Consensus and diversity: an action research study designed to analyse the roles of a group of mental health consultant nurses
Article first published online: 19 JUN 2007
Journal of Clinical Nursing
Volume 16, Issue 7, pages 1323–1332, July 2007
How to Cite
Jinks, A. M. and Chalder, G. (2007), Consensus and diversity: an action research study designed to analyse the roles of a group of mental health consultant nurses. Journal of Clinical Nursing, 16: 1323–1332. doi: 10.1111/j.1365-2702.2007.01798.x
- Issue published online: 19 JUN 2007
- Article first published online: 19 JUN 2007
- Submitted for publication: 28 December 2005 Accepted for publication: 23 June 2006
- action research;
- advanced nursing practice;
- consultant nurses;
Aim. The purpose of this action research study was to enable a group of mental health consultant nurses in the UK to map the scope and dimensions of their roles. This initial benchmarking exercise is a precursor to the development of plans for role improvement and evaluation.

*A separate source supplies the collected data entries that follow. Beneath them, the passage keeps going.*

PR #1570, opened 2021-06-17
Cleanup exifhandler

KarlStraussberger:
Reorganize endless if

Simplify other code

Addresses
https://github.com/gerbera/gerbera/security/code-scanning/202?query=ref%3Arefs%2Fheads%2Fmaster

### DIFF
--- a/src/metadata/libexif_handler.cc
+++ b/src/metadata/libexif_handler.cc
@@ -62,289 +62,178 @@ static void setJpegResolutionResource(const std::shared_ptr<CdsItem>& item, size
     }
 }
 
+static const std::map<std::string, int> exifTagMap {
+    { "EXIF_TAG_INTEROPERABILITY_INDEX", EXIF_TAG_INTEROPERABILITY_INDEX },
+    { "EXIF_TAG_INTEROPERABILITY_VERSION", EXIF_TAG_INTEROPERABILITY_VERSION },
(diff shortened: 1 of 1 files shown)


src/metadata/libexif_handler.cc
```diff
@@ -62,289 +62,178 @@ static void setJpegResolutionResource(const std::shared_ptr<CdsItem>& item, size
     }
 }
 
+static const std::map<std::string, int> exifTagMap {
```
neheb, line 65: this is somewhat interesting.

So in the case of non-constexpr classes like std::map, clang throws a -Wglobal-constructor and -Wexit-time-destructor warning. Moving the map inside the function eliminates the warning. https://github.com/gerbera/gerbera/pull/1573 is a silent fix for such warnings. https://github.com/neheb/gerbera/commit/834192a9beced7779946a0587cd627a4be2c8cf0 is the same.

KarlStraussberger: I understand that warning, but is it a real issue as long as we stick to maps and arrays of basic types? There are plenty of these in config_definition and I definitively don't want to wrap them into a function.

On the other hand, if you move it into the constructor or any other function it is not initialized before the first call in contrast to being initialized before _main_. So the only safe way is to wrap it in a static function and call this function instead of the global property.

neheb: Right.  It’s a bit annoying without std::span :).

Background. There is a growing body of literature that addresses advanced nursing practice roles. There is, however, no international agreement on what constitutes an advanced practice role. A few countries have addressed the statutory requirements governing such roles. Consultant nurses’ roles in the UK are relatively new innovations that aim to enhance care. However, only a few investigations have evaluated the dimensions and impact of these roles.

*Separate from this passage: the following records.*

PR #1572, opened 2021-06-17
string ref to string_view conversion

neheb:
Saves size. More efficient too.


KarlStraussberger:
I'm a bit nervous about string_view now. But as long as we do not store them, it should be fine.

Methods. The study was framed by use of action research as a form of self-reflective enquiry. Initial data were generated through use of four focus group discussions, which were held with a group of consultant nurses employed predominately at a mental health National Health Service Trust. Five structured confirmatory questionnaires developed from the focus group data were also administered.
Findings. Analysis of the focus group data gave five themes, 71 categories and 271 items that were used to inform development of the questionnaires. Responses to the questionnaire showed that 61% (n = 166) of the items had non-consensus responses. It was found there was most consensus relating to leadership theme with 63% (n = 19) items having consensus responses. Least agreement was found in the education theme where there was <15% (n = 5) agreement to individual items.
Conclusions. The study demonstrated complexity and variety in how the consultant nurses’ roles in the UK are being developed.
Relevance to clinical practice. The potential for consultant nurse roles to enhance patient care is tremendous. This study provides initial indicators, which the practitioners involved, can use to plot future developments and changes to their roles.